Suddenly, one of the back-seat doors opened and one of the passengers started to get out - until he noticed Vero. "That guy slides back in the car, closes the door and up go his hands," Hoell said.
Despite the successes, the program's funding remains unsettled.
The canine program was created as the result of efforts led by Mequon resident Dave Delahunt. Delahunt said he began looking into creating a program for Mequon after he went through the city's citizen police academy and saw a canine demonstration by the Police Department in Germantown, whose chief happens to be Peter Hoell, John's older brother.

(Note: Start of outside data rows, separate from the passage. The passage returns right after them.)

Issue #844, opened 2026-06-10
MC-I1.S2 — enable Mission Control on the meta-factory stack + live verification


mellanon:
Phase 0, slice 2 of #843. After S1 (#712) merges + deploys: add `mc: { enabled: true }` (+ explicit `dbPath` preserving the existing `~/.local/share/grove/mission-control.db` data) and `cockpit.enabled: true` to the meta-factory stack config; `arc upgrade Cortex`; verify live.

**Acceptance:**
- [ ] `curl localhost:8767/health` returns ok from the running daemon (in-process MC)
- [ ] cockpit refresh loop startup line present in the daemon log (no 'dashboard DB unavailable' warning)
- [ ] dashboard-v2 served and rendering live data
- [ ] `docs/config-layout/` documents the `mc:` block (template + README)

PR #877, opened 2026-06-10
fix(config): mc/cockpit blocks must be on CortexConfigSchema (MC dark on every live stack)

mellanon:
## The bug

The MC-I1.S1 `mc:` block (and the ML.5 `cockpit:` block) were defined **only** on `AgentConfigSchema` (the legacy bot.yaml shape). Every live stack loads through the config-split / cortex shape, which parses against **`CortexConfigSchema`** — and zod strips unknown keys by default. So `mc.enabled: true` in a real stack config was silently re-defaulted to `false`, and Mission Control never booted.

S1's unit tests passed because they exercised the legacy schema. The divergence only surfaced at the live deploy — the S2 "light the pane" step — which is exactly what live-verify is for.

This is the same failure class the existing `security:` passthrough comment in `loadCortexShape` warns about ("omitting it would silently default the posture to `off` for every cortex-shape deployment").

## The fix (divergence-proof)

- Extract `McSchema` + `CockpitSchema` as shared exported consts in `config.ts`. `AgentConfigSchema` now references them instead of inlining — so **both** top-level schemas point at one definition and can't drift again.
- Add `mc: McSchema` + `cockpit: CockpitSchema` to `CortexConfigSchema`.
- Carry them through `loadCortexShape`'s `merged` passthrough (like `security`), so `AgentConfigSchema.parse(merged)` sees the real values.
- Regression tests on the **cortex shape** specifically: present → carried, absent → defaulted.

## Verification

Against the live `meta-factory` stack config, `loadConfig` now returns `mc.enabled=true` / `cockpit.enabled=true` (was `false`). Full suite 5286 pass / 0 fail; tsc clean; lint 0 errors; carve-outs pass.

Part of #843, refs #844 (unblocks the S2 live-verify).

### DIFF
--- a/src/common/config/loader.ts
+++ b/src/common/config/loader.ts
@@ -713,6 +713,14 @@ function loadCortexShape(
     // defaults), so this is a plain passthrough — omitting it would silently
     // default the posture to `off` for every cortex-shape deployment.
     security: cortexConfig.security,
+    // MC-I1 (ADR-0005, fix/c-844) — carry the cockpit + in-process MC config
+    // through to the synthesized AgentConfig. Both are now on CortexConfigSchema
+    // (shared McSchema/CockpitSchema), so they survive the strip-by-default
+    // parse; without these passthroughs `AgentConfigSchema.parse(merged)` would
+    // re-default them to `enabled: false` and MC would never boot on any
+    // cortex-shape deployment (same failure mode the `security` comment warns of).
+    mc: cortexConfig.mc,
+    cockpit: cortexConfig.cockpit,
     ...(cortexConfig.nats !== undefined && { nats: cortexConfig.nats }),
   };
 
--- a/src/common/agents/__tests__/registry.test.ts
+++ b/src/common/agents/__tests__/registry.test.ts
@@ -127,6 +127,14 @@ function cortexConfigFixture(agents: Agent[]): CortexConfig {
       encryption: { payload: "off", at_rest: "off" },
       transport: { mtls: "off" },
     },
+    mc: { enabled: false, configPath: "", dbPath: "", port: 0 },
+    cockpit: {
+      enabled: false,
+      docsDir: "docs",
+      repo: "",
+      refreshIntervalMs: 300_000,
+      attention: { surface: "discord", channel: "" },
+    },
   };
 }
 
--- a/src/common/config/__tests__/loader.test.ts
+++ b/src/common/config/__tests__/loader.test.ts
@@ -417,6 +417,33 @@ describe("MIG-7.2e — cortex-shape detection + transform", () => {
     expect(principal?.discordId).toBe("285727653603049472");
   });
 
+  // fix/c-844 — the mc:/cockpit: blocks must survive the cortex-shape parse.
+  // They were defined on AgentConfigSchema only; CortexConfigSchema's
+  // strip-by-default parse silently dropped them, so `mc.enabled: true` in a
+  // live config-split stack re-defaulted to false and MC never booted. These
+  // tests pin BOTH directions (present → carried; absent → defaulted) on the
+  // cortex shape specifically — the legacy-schema tests passed all along, which
+  // is exactly why the divergence went unnoticed until the live deploy.
+  test("carries mc + cockpit through the cortex-shape parse when enabled", () => {
+    const cfg = minimalCortex();
+    cfg.mc = { enabled: true, dbPath: "/tmp/mc-test/mission-control.db" };
+    cfg.cockpit = { enabled: true, repo: "the-metafactory/cortex", docsDir: "/tmp/docs" };
+    const { config } = loadConfigWithAgents(writeCortexConfig(testDir, cfg));
+    expect(config.mc.enabled).toBe(true);
+    expect(config.mc.dbPath).toBe("/tmp/mc-test/mission-control.db");
+    expect(config.cockpit.enabled).toBe(true);
+    expect(config.cockpit.repo).toBe("the-metafactory/cortex");
+  });
+
+  test("defaults mc + cockpit to disabled on the cortex shape when absent", () => {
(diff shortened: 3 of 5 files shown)


src/common/config/loader.ts
```diff
@@ -713,6 +713,14 @@ function loadCortexShape(
...
     // default the posture to `off` for every cortex-shape deployment.
     security: cortexConfig.security,
+    // MC-I1 (ADR-0005, fix/c-844) — carry the cockpit + in-process MC config
+    // through to the synthesized AgentConfig. Both are now on CortexConfigSchema
+    // (shared McSchema/CockpitSchema), so they survive the strip-by-default
+    // parse; without these passthroughs `AgentConfigSchema.parse(merged)` would
+    // re-default them to `enabled: false` and MC would never boot on any
+    // cortex-shape deployment (same failure mode the `security` comment warns of).
+    mc: cortexConfig.mc,
+    cockpit: cortexConfig.cockpit,
```
mellanon, line 723: **[suggestion/architecture]** Same latent bug class survives for `grove:` and `api:` — flagging as a follow-up, **not** a blocker for this PR.

`McSchema`/`CockpitSchema` are now correctly shared and carried through `merged`. But two sibling blocks defined on `AgentConfigSchema` with the identical strip-by-default failure mode are still **absent from `CortexConfigSchema` and absent from this `merged` passthrough**:

- **`grove:`** — load-bearing for *this very feature*. `config.grove.baseUrl` is read at boot for the dispatch-projection renderer (`mcBaseUrl`, src/cortex.ts:2713) and the cockpit loop (`baseUrl`, :2745) to build dashboard deep-links. On a cortex-shape stack it is always `""` → silently falls back to `http://localhost:${port}`. So attention-notification deep-links point at localhost instead of the public host **on exactly the deployments this PR turns MC on for.** Worth a fast follow.
- **`api:`** — lower priority (retired per ADR-0005). The only cortex-shape consequence is `config.api.enabled` is always the default `false`, so the deprecation warning at :2669 never fires even when a principal still carries `api.enabled: true`. Acceptable given the retirement, but note it.

Neither needs to block — the fix here is correct and complete for mc/cockpit. Suggest a follow-up issue to add `grove` (and decide whether `api` warrants the deprecation-warning fidelity) to `CortexConfigSchema` + the `merged` passthrough, or a test that asserts no `AgentConfigSchema` top-level key consumed at boot is missing from the cortex-shape carry set.

mellanon:
## Full Review Summary: the-metafactory/cortex#877

Small, focused, well-documented config boot-path fix. CodeQuality + Architecture + a correctness pass weighted heavily per request.

### Lens Results
| Hardening | 0 | 0 | 0 | 0 | pass (n/a) |
| Architecture | 0 | 0 | 1 | 0 | pass (1 follow-up) |
| Performance | 0 | 0 | 0 | 0 | pass (n/a) |
| Duplication | 0 | 0 | 0 | 0 | pass (de-duplicates) |

### Verified
- **Behavior preservation (byte-equivalence):** the extracted `McSchema`/`CockpitSchema` are identical to the old inline blocks — same fields, same `.default(emptyDefault()).transform()` semantics, same `??`-chain inner defaults. Confirmed empirically: `AgentConfigSchema.parse` on the legacy path returns identical output for both a populated and an all-defaults config (`mc:{enabled,configPath:"",dbPath:"",port}`, `cockpit:{…,attention:{surface:"discord",channel:""}}`). The legacy path is unchanged.
- **Double-transform idempotency (the key correctness question):** `cortexConfig.mc`/`.cockpit` are already-resolved (CortexConfigSchema ran the transform once); `merged` carries them and `AgentConfigSchema.parse(merged)` runs the transform a **second** time. **The transform is idempotent** — verified empirically across all four branches (MC populated, MC all-defaults, Cockpit with `attention.thread`, Cockpit all-defaults): `parse(parse(x)) === parse(x)`. The `val.enabled ?? false` chains read concrete values off the already-populated object, so the second pass is identity. Safe.
- **Passthrough correctness:** all boot consumers (`src/cortex.ts`) read `config.mc`/`config.cockpit` off the synthesized `AgentConfig` returned by `loadCortexShape` — exactly the surface the new `merged.mc`/`merged.cockpit` populate. No consumer reads off `cortexConfig` directly, so the carry is complete.
- **Gates:** `bunx tsc --noEmit` clean · `bun test src/common/config src/common/types src/common/agents` → **579 pass / 0 fail** (incl. the two new cortex-shape regression tests, both directions) · `eslint` on all 5 changed files clean.

### One follow-up (non-blocking) — see inline on loader.ts:723
The same strip-by-default failure mode persists for two **sibling** blocks not touched here: **`grove:`** (load-bearing — `config.grove.baseUrl` drives MC/cockpit dashboard deep-links and is always `""` on a cortex-shape stack → localhost fallback, degrading the very feature this PR enables) and **`api:`** (low priority, retired per ADR-0005; only the deprecation warning is suppressed). Recommend a fast-follow issue to add `grove` to `CortexConfigSchema` + the `merged` passthrough, plus a guard test asserting no boot-consumed `AgentConfigSchema` key is missing from the cortex-shape carry set.

### Overall Verdict: merge
The fix is correct, minimal, behavior-preserving, well-tested, and de-duplicates the schema (one definition, two references → cannot drift again). The single architecture finding is an out-of-scope follow-up, not a defect in this change. Ship it.

mellanon (commented):
Full review (6 lenses + duplication) — config boot-path fix; mc/cockpit now carried through the cortex-shape parse. Behavior-preserving (legacy path byte-identical), double-transform empirically idempotent across all four branches, all consumers read the populated surface, tsc/eslint clean, 579 tests pass incl. 2 new cortex-shape regressions. One non-blocking architecture follow-up (grove/api share the same latent strip-by-default class — grove.baseUrl degrades MC deep-links to localhost; out-of-scope here).

(posted as comment-review — bot/author account opened the PR; --approve blocked by GitHub)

Graff said Delahunt and three other people signed for a $40,000 line of credit from a local bank and promised the Common Council that all the funds necessary to start and operate the canine program would be covered by private donations.
The council gave the go-ahead to create the program and various fund-raisers have been held, raising a total of $75,000. But Graff said $14,000 is still owed on the line of credit. In addition, according to Delahunt, the program needs about $6,000 to $10,000 per year for operating costs and another $10,000 per year to set aside for eventually replacing the Chevrolet Tahoe that John Hoell uses as well as other equipment.
The equipment includes a window fan in the SUV that automatically goes on for Vero when the temperature reaches a certain point and a button on Hoell's belt that remotely opens the door in case Hoell is in trouble and needs Vero immediately.
"We find ourselves victims of our own success, to a degree," Delahunt said of the fund-raising. Residents see the specially equipped canine vehicle or hear about Vero's exploits and assume that the program is fully funded, he said.
Delahunt said several civic groups have made donations and that he and others are trying to develop more plans for raising money.
Graff recalled how Vero found a disorderly conduct suspect hiding in a building and a domestic violence suspect hiding in a field. In both instances, he said, officers searching on their own would not have found the men, he said.
Graff also recalled how Vero helped the Ozaukee County drug unit find 3 pounds of marijuana. The unit had found one pound after searching a home, but later got a tip that there was more in the home. It wasn't found until Vero participated in the second search that the additional drugs were found behind a wall behind a refrigerator.
"The main thing we're trying to do (with Vero) is keep the drugs out of the community," Graff said.
Hoell said he knows that without Vero, Mequon officers would not find drugs in certain cases. He cited a traffic stop in which Vero kept pointing to the ashtray area of the car. Hoell pulled out the ashtray and found hidden behind it 19 rocks of crack cocaine.
"If I would have hand-searched that car, I would have never found it," he said.

Within the next several weeks, Cedarburg Police Chief Tom Frank says he plans to return to the Cedarburg Common Council to seek permission to create a canine program that, like Mequon's, would be fully funded by private donations, which now total more than $75,000.
Aldermen have raised questions about such a unit in the past, but Frank says that once details are worked out with the police officers' union on how the program would work, he hopes the council would OK the idea.